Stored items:
━━━━

PR #1682, opened 2022-08-02
[DUOS-1961][risk=no] Refactor /resubmit endpoint

connorlbark:
## Addresses

https://broadworkbench.atlassian.net/browse/DUOS-1961

Resubmit now returns a `DarCollectionSummary`. Once put back into a draft status, the draft DAR and the dar collection both exist, and would show up on the table; thus, I added a filter to the DAO call to filter out all DarCollections which have only draft DARs for the researcher console.

----

- Verify all tests go green

### DIFF
--- a/src/main/java/org/broadinstitute/consent/http/db/DarCollectionSummaryDAO.java
+++ b/src/main/java/org/broadinstitute/consent/http/db/DarCollectionSummaryDAO.java
@@ -141,7 +141,7 @@ public interface DarCollectionSummaryDAO extends Transactional<DarCollectionSumm
     "WHERE c.create_user_id = :userId " +
     	"AND (e.latest = e.electionid OR e.electionid IS NULL) " +
         "AND (LOWER(data->>'status') != 'archived' OR data->>'status' IS NULL ) " +
-        "AND (EXISTS (SELECT * FROM data_access_request WHERE (collection_id = c.collection_id and draft = false)))"
+        "AND ("+DarCollectionSummary.FILTER_DRAFT_DAR_COLLECTIONS+")"
   )
   List<DarCollectionSummary> getDarCollectionSummariesForResearcher(
       @Bind("userId") Integer userId);
--- a/src/main/java/org/broadinstitute/consent/http/db/DarCollectionSummaryDAO.java
+++ b/src/main/java/org/broadinstitute/consent/http/db/DarCollectionSummaryDAO.java
@@ -22,8 +22,8 @@ public interface DarCollectionSummaryDAO extends Transactional<DarCollectionSumm
   @UseRowReducer(DarCollectionSummaryReducer.class)
   @SqlQuery
   (
-    "SELECT c.collection_id as dar_collection_id, c.dar_code, dar.submission_date, u.display_name as researcher_name, " +
-      "i.institution_name, e.electionid, e.status, e.datasetid, e.referenceid, v.voteid as v_vote_id, dd.dataset_id as dd_datasetid, " +
+    "SELECT c.collection_id as dar_collection_id, c.dar_code, dar.submission_date, dar.reference_id as dar_reference_id, u.display_name as researcher_name, " +
+      "i.institution_name, e.electionid, e.status, e.datasetid, e.referenceid, v.voteid as v_vote_id, dd.dataset_id as dd_datasetid, " +      
       "v.dacuserid as v_dac_user_id, v.vote as v_vote, v.electionid as v_election_id, v.createdate as v_create_date, v.updatedate as v_update_date, v.type as v_type, " +
       "(dar.data #>> '{}')::jsonb ->> 'projectTitle' AS name " +
     "FROM dar_collection c " +
@@ -58,8 +58,8 @@ public interface DarCollectionSummaryDAO extends Transactional<DarCollectionSumm
   @UseRowReducer(DarCollectionSummaryReducer.class)
   @SqlQuery
   (
-    "SELECT c.collection_id as dar_collection_id, c.dar_code, dar.submission_date, u.display_name as researcher_name, " +
-      "i.institution_name, e.electionid, e.status, e.datasetid, e.referenceid, dd.dataset_id as dd_datasetid, " +
+    "SELECT c.collection_id as dar_collection_id, c.dar_code, dar.submission_date, dar.reference_id as dar_reference_id, u.display_name as researcher_name, " +
+      "i.institution_name, e.electionid, e.status, e.datasetid, e.referenceid, dd.dataset_id as dd_datasetid, " +      
       "(dar.data #>> '{}')::jsonb ->> 'projectTitle' AS name " +
     "FROM dar_collection c " +
     "INNER JOIN users u " +
@@ -89,8 +89,9 @@ public interface DarCollectionSummaryDAO extends Transactional<DarCollectionSumm
   @UseRowReducer(DarCollectionSummaryReducer.class)
   @SqlQuery
   (
-    "SELECT c.collection_id as dar_collection_id, c.dar_code, dar.submission_date, u.display_name as researcher_name, " +
-      "i.institution_name, e.electionid, e.status, e.datasetid, e.referenceid, dd.dataset_id as dd_datasetid, " +
+    "SELECT c.collection_id as dar_collection_id, c.dar_code, dar.submission_date, dar.reference_id as dar_reference_id, u.display_name as researcher_name, " +
+      "i.institution_name, e.electionid, e.status, e.datasetid, e.referenceid, dd.dataset_id as dd_datasetid, " +      
+
       "(dar.data #>> '{}')::jsonb ->> 'projectTitle' AS name " +
     "FROM dar_collection c " +
     "INNER JOIN users u " +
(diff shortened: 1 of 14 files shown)


src/main/java/org/broadinstitute/consent/http/db/DarCollectionSummaryDAO.java
```diff
@@ -140,7 +140,8 @@ List<DarCollectionSummary> getDarCollectionSummariesForSO(
       "ON dar.reference_id = dd.reference_id " +
     "WHERE c.create_user_id = :userId " +
     	"AND (e.latest = e.electionid OR e.electionid IS NULL) " +
-        "AND (LOWER(data->>'status') != 'archived' OR data->>'status' IS NULL ) "
+        "AND (LOWER(data->>'status') != 'archived' OR data->>'status' IS NULL ) " +
+        "AND (EXISTS (SELECT * FROM data_access_request WHERE (collection_id = c.collection_id and draft = false)))"
```
rushtong: Super minor optimization suggestion ... the select here could be a lot smaller, you don't need all fields. I _think_ this would work:
```suggestion
        "AND (EXISTS (SELECT 1 FROM data_access_request WHERE (collection_id = c.collection_id and draft = false)))"
```

rushtong: Also, any reason to not use the `DarCollectionSummary.FILTER_DRAFT_DAR_COLLECTIONS` string here?

src/main/java/org/broadinstitute/consent/http/service/DarCollectionService.java
```diff
@@ -131,23 +133,35 @@ private void processDarCollectionSummariesForAdmin(List<DarCollectionSummary> su
...
-        summary.setStatus(DarCollectionStatus.DRAFT.getValue());
-        summary.setName(d.getData().getProjectTitle());
-        summary.addAction(DarCollectionActions.RESUME.getValue());
-        summary.addAction(DarCollectionActions.DELETE.getValue());
-        summary.addReferenceId(d.referenceId);
-        summaries.add(summary);
+        summaries.add(processDraftAsSummary(d));
       } catch(Exception e) {
         logger.warn("Error processing draft with id: " + d.getId());
+        logger.warn(e.getMessage());
```
rushtong: We should combine the messages into a single log statement - makes it easier to filter in google logs explorer

src/main/java/org/broadinstitute/consent/http/service/DarCollectionService.java
```diff
@@ -131,23 +133,35 @@ private void processDarCollectionSummariesForAdmin(List<DarCollectionSummary> su
...
+    Date createDate = new Date(d.getData().getCreateDate());
+    String darCode;
+    if (Objects.nonNull(d.getData().getDarCode())) {
+      darCode = d.getData().getDarCode();
+    } else {
+      darCode = "DRAFT_DAR_" + new SimpleDateFormat("yyyy-MM-dd")
+              .format(createDate);
+    }
+
+    summary.setDarCode(darCode);
```
rushtong: See https://github.com/DataBiosphere/consent/pull/1681 where Shae is refactoring the use of `getData().getDarCode()`. I think it would be nice not to re-introduce what she's removing.

src/main/java/org/broadinstitute/consent/http/service/DarCollectionService.java
```diff
@@ -311,6 +325,33 @@ public List<DarCollectionSummary> getSummariesForRoleName(User user, String user
     return summaries;
   }
 
+  public DarCollectionSummary draftDarCollection(DarCollection sourceCollection) {
```
rushtong: nit: naming. I think this should more completely convey what it is doing. It's moving a collection from non-draft to draft, so something like `updateCollectionToDraft` or something similar.

src/main/java/org/broadinstitute/consent/http/service/DarCollectionService.java
```diff
@@ -311,6 +325,33 @@ public List<DarCollectionSummary> getSummariesForRoleName(User user, String user
...
+    this.dataAccessRequestDAO.updateDraftByCollectionId(sourceCollection.getDarCollectionId(), true);
+    sourceCollection.getDars().values().forEach((d) -> {
+      Date now = new Date();
+      DataAccessRequestData newData = new Gson().fromJson(d.getData().toString(), DataAccessRequestData.class);
+      newData.setDarCode(null);
```
rushtong, line 327: I'm not sure we need to do this as this value is being deprecated.

src/main/java/org/broadinstitute/consent/http/service/DarCollectionService.java
```diff
@@ -311,6 +325,33 @@ public List<DarCollectionSummary> getSummariesForRoleName(User user, String user
...
+      newData.setStatus(null);
+      newData.setReferenceId(d.getReferenceId());
+      newData.setCreateDate(now.getTime());
```
rushtong: I don't think we should reset the create date - that should remain what it was from its original submission.

rushtong (changes requested):
Have not functionally tested this yet, but there are some areas that I think we can improve upon. See feedback inline.

src/main/java/org/broadinstitute/consent/http/service/DarCollectionService.java
connorlbark: ahh right - I had done this as in the UI it only allows you to resubmit a draft if `isNil(darCode)` so without setting it to null it broke the UI. Should I remove this for now, even though it breaks the UI?

rushtong: Let's leave it in if it breaks the UI. I think the logic of `isNil(darCode)` is no longer valid. In this world, a DAR with a DarCollection (and therefore a dar code) is valid for resubmission. The condition for resubmission is that there are no elections created for it.

src/main/java/org/broadinstitute/consent/http/db/DarCollectionSummaryDAO.java
connorlbark: oops! just forgot to good catch

src/main/java/org/broadinstitute/consent/http/db/DarCollectionSummaryDAO.java
```diff
@@ -140,7 +140,8 @@ List<DarCollectionSummary> getDarCollectionSummariesForSO(
       "ON dar.reference_id = dd.reference_id " +
     "WHERE c.create_user_id = :userId " +
     	"AND (e.latest = e.electionid OR e.electionid IS NULL) " +
-        "AND (LOWER(data->>'status') != 'archived' OR data->>'status' IS NULL ) "
+        "AND (LOWER(data->>'status') != 'archived' OR data->>'status' IS NULL ) " +
+        "AND ("+DarCollectionSummary.FILTER_DRAFT_DAR_COLLECTIONS+")"
```
lu-c: I'm kind of feeling like I would rather see the actual string here, just because the rest of the query is here too. Is the `FILTER_DRAFT_DAR_COLLECTION` variable being referenced anywhere else?

src/main/java/org/broadinstitute/consent/http/models/DarCollectionSummary.java
```diff
@@ -16,6 +16,9 @@
 
 public class DarCollectionSummary {
 
+  public static final String FILTER_DRAFT_DAR_COLLECTIONS =
+          "EXISTS (SELECT 1 FROM data_access_request WHERE (collection_id = c.collection_id and draft = false))";
```
lu-c: Nitpick: I kind of find this language confusing - `filtering` i expect to return all results that match the filter, but `find` is where i expect a single result. The variable name (with the "s" on collections) also implies multiple results possible.

(Sorry, I've mostly had experience working on nosql databases, so if I'm wrong about this, please let me know!) Is this supposed to return a single result?

src/main/java/org/broadinstitute/consent/http/resources/DataAccessRequestResourceVersion2.java
```diff
@@ -385,6 +385,11 @@ private DataAccessRequest populateDarFromJsonString(User user, String json) {
           && existingDar.getUserId().equals(user.getUserId())
           && existingDar.getDraft()) {
         newDar.setReferenceId(data.getReferenceId());
+
+        // if draft was part of a collection, we should use the same collection.
+        if (Objects.nonNull(existingDar.getCollectionId())) {
```
lu-c, line 390: nitpick: what would you think of adding a method on the existing dar for "isDraft()" that returns `Objects.nonNull(existingDar.getCollectionId()`?

I would rec that because I dont know if the null ID will *always* indicate draft status, and it might be a nice safe way for us to update this type of check across the app quickly in the future.

lu-c (approved):
Greg's approval is worth 2x mine :P What he says goes!

src/main/java/org/broadinstitute/consent/http/db/DarCollectionSummaryDAO.java
rushtong: I lean towards this feedback as well. We do have a pattern of extracting large query blocks reused across many queries, but this is only used once and it feels more readable as a string value here.

src/main/java/org/broadinstitute/consent/http/resources/DataAccessRequestResourceVersion2.java
connorlbark: ohh to clarify this isn't checking if it is a draft, but that if the DAR which already exists in the db has a collection we should pull that id in. I will clarify the comment above; this just makes sure when the draft is resubmitted it doesn't make a new collection, but keeps the old one (since it's already there).

src/main/java/org/broadinstitute/consent/http/models/DarCollectionSummary.java
connorlbark: Yeah totally! I agree with this feedback and above that it should just be inline with the DAO query string, so that makes the confusing name issue moot.

rushtong (approved):
👍🏽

━━━━

Report each line of the data that includes the string "makes".

#### [SOLUTION TO THIS PROBLEM]
rushtong: We should combine the messages into a single log statement - makes it easier to filter in google logs explorer
connorlbark: ohh to clarify this isn't checking if it is a draft, but that if the DAR which already exists in the db has a collection we should pull that id in. I will clarify the comment above; this just makes sure when the draft is resubmitted it doesn't make a new collection, but keeps the old one (since it's already there).
connorlbark: Yeah totally! I agree with this feedback and above that it should just be inline with the DAO query string, so that makes the confusing name issue moot.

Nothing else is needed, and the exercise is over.